Bootloader (Flash over CAN)

This project is still in the early design stages, so this page serves both as an intro to the project and as a living design document.

Goal

Currently, the only way to get firmware onto a controller board’s microcontroller is to plug in a USB programmer and connect it to the controller board to be flashed. This works, but if we want to flash multiple boards, it’s very slow, and programmatically updating firmware is very difficult.

Instead, what we’d like to do is write a bootloader which will allow us to replace the firmware on any board on the CAN network by sending the data over CAN. The bootloader will take up the first bit of the MCU’s flash and will take care of responding to any commands, replacing or updating its application code or its config, and jumping to the application firmware.

As an example of the interface, to update the MCI board’s firmware, you might attach your laptop to the CAN bus, then type

make boot-update PROJECT=mci

Or to update all the firmware in the car at once, you might just type

make boot-update

There are many other exciting applications of this beyond the primary application. For example, if the x86-side bootloader interface is encapsulated in a Python script, we could put that script on an internet-connected raspberry pi to enable over-the-air updates. We could also write automatic multi-board smoke tests by flashing a smoke test to multiple boards at once, in effect allowing automatic hardware integration tests.

Background

Our controller boards have STM32F072 microcontrollers with 128KiB of flash memory (persistent) and 16KiB of RAM.

Our current flashing practice is as follows. We use a CMSIS-DAP USB programmer which connects to the controller board via Serial Wire Debug (SWD) pins, which is a protocol with direct access to the MCU’s memory. We use OpenOCD (open on-chip-debug) scripts to overwrite flash through SWD with a binary file, which is created via linking all the object files produced from compilation into an ELF file and then converting that ELF file into a .bin file. This linking process is controlled by a linker script which determines the addresses of each section - text (code), data (global variables), bss (zero-initialized global variables), and others.

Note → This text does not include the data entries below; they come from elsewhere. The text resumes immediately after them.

Issue #157, opened 2022-08-23
HLS Product Type Validation


collinss-jpl:
Recent PCM system testing has discovered an issue where HLS L30 datasets corresponding to Landsat-7 (as opposed to Landsat-8/9) data were processed mistakenly due to incorrect labeling by the data provider. 

There are plans to improve the PCM query logic to ensure Landsat 7 data is filtered out, but the DSWx-HLS PGE should still be able to detect when it's been provided unexpected HLS data and log an exception.

The goal of this ticket is to enhance the DSWx-HLS pre-processor to examine the metadata from the input HLS S30/L30 tif files to ensure they came from an expected platform (currently Landsat 8/9, or Sentinel 2 A/B).

For L30 HLS data, this can be determined from the `LANDSAT_PRODUCT_ID` field:
```python
>>> from osgeo import gdal
>>> gdal.Open('HLS.L30.T22VEQ.2021248T143156.v2.0.B01.tif').GetMetadata()
{... 'LANDSAT_PRODUCT_ID': 'LC08_L1TP_004016_20210905_20210905_02_RT; LC08_L1TP_004017_20210905_20210905_02_RT',  ...}
```

If the ID (or ID's in this case) start with `LC07`, the data corresponds to Landsat-7 and we would want to flag this. If it starts with `LC08` or `LC09`, then the data should be considered valid.

Likewise for S30, the relevant field seems to be `PRODUCT_URL`:

```python
>>> gdal.Open('HLS.S30.T15SXR.2021250T163901.v2.0.B01.tif').GetMetadata()
{... 'PRODUCT_URI': 'S2A_MSIL1C_20210907T163901_N0301_R126_T15SXR_20210907T202434.SAFE', ...}
```

Where in this case, we would want to validate that the value starts with either `S2A` or `S2B` for it to be considered valid.

PR #174, opened 2022-09-21
157 DSWx HLS product type validation

david-inglish:
These code changes add checking for Landsat-7 and non-Sentinel A/B datasets as input files.  Exceptions will be raised if these types of datasets are encountered by the PGE.

Issue description:
https://github.com/nasa/opera-sds-pge/issues/157

### DIFF
--- a/src/opera/pge/dswx_hls/dswx_hls_pge.py
+++ b/src/opera/pge/dswx_hls/dswx_hls_pge.py
@@ -94,8 +94,7 @@ class DSWxHLSPreProcessorMixin(PreProcessorMixin):
         for input_file in self.runconfig.input_files:
             input_file_path = abspath(input_file)
             if isdir(input_file_path):
-                tifs_in_dir = glob.glob(join(input_file_path, '*.tif*'))
-                list_of_input_tifs.append(tifs_in_dir)
+                list_of_input_tifs = glob.glob(join(input_file_path, '*.tif*'))
             else:
                 list_of_input_tifs.append(input_file_path)
 
--- a/src/opera/pge/dswx_hls/dswx_hls_pge.py
+++ b/src/opera/pge/dswx_hls/dswx_hls_pge.py
@@ -63,7 +63,7 @@ class DSWxHLSPreProcessorMixin(PreProcessorMixin):
 
                 self.logger.critical(self.name, ErrorCode.INPUT_NOT_FOUND, error_msg)
             elif isdir(input_file_path):
-                list_of_input_tifs = glob.glob(join(input_file_path, '*.tif'))
+                list_of_input_tifs = glob.glob(join(input_file_path, '*.tif*'))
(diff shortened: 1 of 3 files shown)


src/opera/pge/dswx_hls/dswx_hls_pge.py
```diff
@@ -74,6 +74,50 @@ def _validate_inputs(self):
...
+            f'Scanning DSWx input datasets for invalid platforms.'
+        )
+
+        # Get a list of input files to check for invalid platform metadata
+        for input_file in self.runconfig.input_files:
+            input_file_path = abspath(input_file)
+            if isdir(input_file_path):
+                list_of_input_tifs = glob.glob(join(input_file_path, '*.tif'))
+            else:
+                list_of_input_tifs = [input_file_path]
```
collinss-jpl, line 98: I think this case needs to be appending `input_file_path` to `list_of_input_tifs`. This is because inputs could be specified in one of two ways: as a directory containing the 7 or so input HLS bands (covered by your `isdir` case), and as separately enumerated paths to each input HLS band. As-is, this would overwrite `list_of_input_tifs` for each `input_file`.

src/opera/test/pge/dswx_hls/test_dswx_hls_pge.py
```diff
@@ -369,6 +388,34 @@ def test_dswx_product_metadata_collection(self):
...
+        """Test exceptions raised for Landsat 7 input data"""
+
+        # Create a filename that will trigger a metadata check
+        input_file = os.path.join(self.input_dir, "HLS.L30.T22VEQ.2021248T143156.v2.0.VAA.tif")
+        os.system(f"touch {input_file}")
+
+        runconfig_path = join(self.data_dir, 'test_dswx_hls_config.yaml')
+
+        pge = DSWxHLSExecutor(pge_name="DSWxPgeTest", runconfig_path=runconfig_path)
+        with self.assertRaises(Exception) as context:
```
collinss-jpl, line 402: Ensuring we get an Exception for these test cases is definitely what we want, but it also carries the risk of causing the test to pass if code throws any kind of unrelated Exception, essentially masking the original issue. The workaround I've tried to do for this is to add another check on the contents of the `logger` to ensure we got the expected error message (or at least an easy-to-search-for fragment). That way, we can be sure the test actually triggered the error we expected.

Lines [167-181 ](https://github.com/nasa/opera-sds-pge/blob/develop-R2/src/opera/test/pge/dswx_hls/test_dswx_hls_pge.py#L167) here are a good example you can copy pretty much wholesale, and just add the log fragment to search for.

JimHofman (commented):
Nothing to add that Scott did not already say.  Good work David.

collinss-jpl (approved):
Updates look great, this branch is good to go

PR #186, opened 2022-10-06
183 input validation

JimHofman:
Took validation code from cslc_s1 CslcS1PreProcessorMixin.
Parameterized and wrote the code to /opera/util/input_validation.py; then added the call back into CslcS1PreProcessorMixin.
Added call: validate_inputs(self.runconfig, self.logger, self.name) to run_preprocessor() in RtcS1PreProcessorMixin

Updated units for cslc-s1 and rtc-s1.  Ended up with 93% coverage for validate_inputs.py

### DIFF
--- a/src/opera/pge/rtc_s1/rtc_s1_pge.py
+++ b/src/opera/pge/rtc_s1/rtc_s1_pge.py
@@ -16,6 +16,7 @@ from pathlib import Path
 from opera.pge.base.base_pge import PgeExecutor
 from opera.pge.base.base_pge import PostProcessorMixin
 from opera.pge.base.base_pge import PreProcessorMixin
+from opera.util.input_validation import validate_slc_s1_inputs
 from opera.util.time import get_time_for_filename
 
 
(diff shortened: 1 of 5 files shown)


src/opera/pge/rtc_s1/rtc_s1_pge.py
```diff
@@ -50,7 +51,7 @@ def run_preprocessor(self, **kwargs):
         super().run_preprocessor(**kwargs)
 
         # TODO: call input validation routine here
-
+        validate_inputs(self.runconfig, self.logger, self.name)
```
collinss-jpl, line 54: Nice! Feel free to remove the TODO at line 52 since this addresses it

src/opera/util/input_validation.py
```diff
@@ -0,0 +1,93 @@
...
+        logger.critical(name, ErrorCode.INPUT_NOT_FOUND, error_msg)
+
+    ext = splitext(input_object)[-1]
+
+    if ext not in valid_extensions:
+        error_msg = f"Input file {input_object} does not have an expected file extension."
+        logger.critical(name, ErrorCode.INVALID_INPUT, error_msg)
+
+
+def validate_inputs(runconfig, logger, name):
```
collinss-jpl, line 46: Can we give this a slightly more specific name? Since the function performs the input validation for the SLC-S1 based PGE's, maybe something like `validate_slc_s1_inputs`?

collinss-jpl (approved):
Looks great, I'd just like to see one of the validation functions renamed so its clear which PGE's it should be used with, otherwise this is ready to go!

PR #187, opened 2022-10-13
176 Integration shell script refactoring initial implementation

david-inglish:
The changes in this pull request have moved common functionality into a new bash function library named test_int_util.sh to reduce the creation and maintenance effort of the integration test scripts.

### DIFF
--- a/.ci/scripts/test_int_util.sh
+++ b/.ci/scripts/test_int_util.sh
@@ -1,0 +1,142 @@
+#!/bin/bash
+#
+# test_int_util.sh
+#
+# Library of common shell routines for PGE integration testing.
+#
+set -e
+umask 002
+
+[ -z "${WORKSPACE}" ] && WORKSPACE=$(realpath $(dirname $(realpath $0))/../..)
+
+test_int_parse_args()
+{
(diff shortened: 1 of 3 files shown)


.ci/scripts/test_int_util.sh
```diff
@@ -0,0 +1,143 @@
...
+#
+# test_int_util.sh
+#
+# Library of common shell routines for PGE integration testing.
+#
+set -e
+umask 002
+
+[ -z "${WORKSPACE}" ] && WORKSPACE=$(realpath $(dirname $(realpath $0))/../..)
+[ -z "${PGE_TAG}" ] && PGE_TAG="${USER}-dev"
```
collinss-jpl, line 11: I would like to see these four lines which are outside of any function kept within their respective scripts. As-is they become side-effects of sourcing `test_int_util.sh`, which might become confusing down the line.

collinss-jpl (commented):
Refactor looks great, love seeing both scripts reduced by about 100 lines each. I only had one comment regarding avoid side-effects from just sourcing the new utility module, otherwise this is ready to go.

Issue #173, opened 2022-09-20
Rework integration test scripts to use /data/tmp for temp files


collinss-jpl:
In response to the recent issue with disk space on our CI machine, our SA provided the following:

    Hi Scott, 

    I increased /data to 300GB and added a /data/tmp directory owned by jenkins.

    Please perform any temporary work or downloads in /data/tmp rather than /tmp

This ticket is to perform the necessary changes in our existing int test scripts to use /data/tmp by default as the staging area for any S3 downloads, temporary files, etc...

riverma:
Is `/data/tmp` cleaned automatically at a set interval? What's to stop it from filling up the disk if left unchecked?

collinss-jpl:
> Is `/data/tmp` cleaned automatically at a set interval? What's to stop it from filling up the disk if left unchecked?

As far as I know there is no automatic cleanup in place. If it fills up I imagine we need to contact an SA to clear up space.

collinss-jpl:
Addressed in #187

PR #190, opened 2022-10-19
142 int stats

JimHofman:
## Description
- Correct directories for local_dir in integration test scripts


collinss-jpl:
The fix to address #173 ended up getting addressed in PR #187, closing this PR as the updates are now redundant

Issue #192, opened 2022-10-27
Use hyphen in product shortname for all file name conventions


collinss-jpl:
In all our current file naming conventions for each PGE, each file name component is joined via underscore. However, the Project convention is to always use a hyphen to join the two parts of the product short name.

For example, the output product file name `OPERA_L3_DSWx_HLS_T15SXR_20210907T163901Z_20221026T213115Z_S2A_30_v1.0_B01_WTR` is incorrect, and should be:
`OPERA_L3_DSWx-HLS_T15SXR_20210907T163901Z_20221026T213115Z_S2A_30_v1.0_B01_WTR`

Similarly for use of the CSLC-S1 and RTC-S1 product shortnames.

This ticket is to make the updates in the file naming convention functions for each PGE to ensure the "name" and "source" fields (which comprise the product shortname) are joined via hyphen ("-") and not underscore ("_"), and to update any unit test which break from the change. The file name pattern definition for each PGE should be defined within the `_core_filename` function within each PGE's post-processor mixin class.

PR #196, opened 2022-11-15
for issue #192 added hyphen

ramvikrams:
## Description
- changed files for hyphen instead of underscore and changed the respective tests for it

## Affected Issues
- #192

### DIFF
--- a/src/opera/pge/base/base_pge.py
+++ b/src/opera/pge/base/base_pge.py
@@ -346,7 +346,7 @@ class PostProcessorMixin:
         """
         time_tag = get_time_for_filename(self.production_datetime)
 
-        return f"{self.PROJECT}_{self.LEVEL}_{self.NAME}_{time_tag}"
+        return f"{self.PROJECT}_{self.LEVEL}_{self.NAME}-{time_tag}"
 
     def _geotiff_filename(self, inter_filename):
         """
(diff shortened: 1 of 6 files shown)


src/opera/pge/base/base_pge.py
```diff
@@ -346,7 +346,7 @@ def _core_filename(self, inter_filename=None):  # pylint: disable=unused-argumen
         """
         time_tag = get_time_for_filename(self.production_datetime)
 
-        return f"{self.PROJECT}_{self.LEVEL}_{self.NAME}_{time_tag}"
+        return f"{self.PROJECT}_{self.LEVEL}_{self.NAME}-{time_tag}"
```
collinss-jpl, line 349: Hi @ramvikrams, thanks for putting this PR together. My only note is that the underscore to hyphen change does not need to be applied to the placeholder filename we apply in `base_pge.py`. If you could revert this change I would be happy to merge the rest of this branch.

collinss-jpl (changes requested):

src/opera/pge/base/base_pge.py
ramvikrams: Done

collinss-jpl (approved):
Looks good, thanks again @ramvikrams for pitching in!

PR #210, opened 2022-12-15
209 tiff to tif

JimHofman:
## Description
- Changed ".tiff" to ".tif" in dswx_hls_pge.py and in test_dswx_hls_pge.py

## Testing
-  minor change to test_dswx_hls_pge.py

## Question
- in the future should we consider changing methods and variables with 'geotiff' in their names to 'geotif', to reinforce the new restrictions on the naming convention?


collinss-jpl (approved):
Thanks again for knocking this out @JimHofman!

We want our existing flashing process to still be usable as a backup - if the bootloader fails, we still need to be able to flash our other projects onto the boards the old-fashioned way. Thus, any changes made to existing projects as part of the bootloader must be backwards-compatible: projects flashed normally must be unaffected.

Prior Art

STM32 devices include bootloaders over various peripherals in ROM: see this application note. Unfortunately, the STM32F072 devices we use only include USB, I2C, and USART bootloaders, not CAN, and we’d have to upgrade to STM32F1xx to use a native CAN bootloader as investigated here:https://uwmidsun.atlassian.net/l/c/avCveAoH . This isn’t really practical since it would be a big pain to change MCUs.

Many non-native CAN bootloaders have been written before. This design takes heavy inspiration from GitHub - cvra/can-bootloader: The bootloader used to flash our CAN-connected boards . A frontend for the native STM32 CAN bootloader is GitHub - marcinbor85/can-prog: Command-line tool to flashing devices by CAN-BUS . This bootloader tutorial is also useful: https://interrupt.memfault.com/blog/how-to-write-a-bootloader-from-scratch.

Architecture

Addressing controller boards

One major issue is how to address a certain MCU on the CAN network. Unlike the systems for which many other bootloaders were designed, Midnight Sun uses controller boards to hold microcontrollers for each board, rather than having an MCU built into each board. Thus, a certain controller board can’t be guaranteed to stay with one board forever, and we can’t just call one MCU “power_distribution”.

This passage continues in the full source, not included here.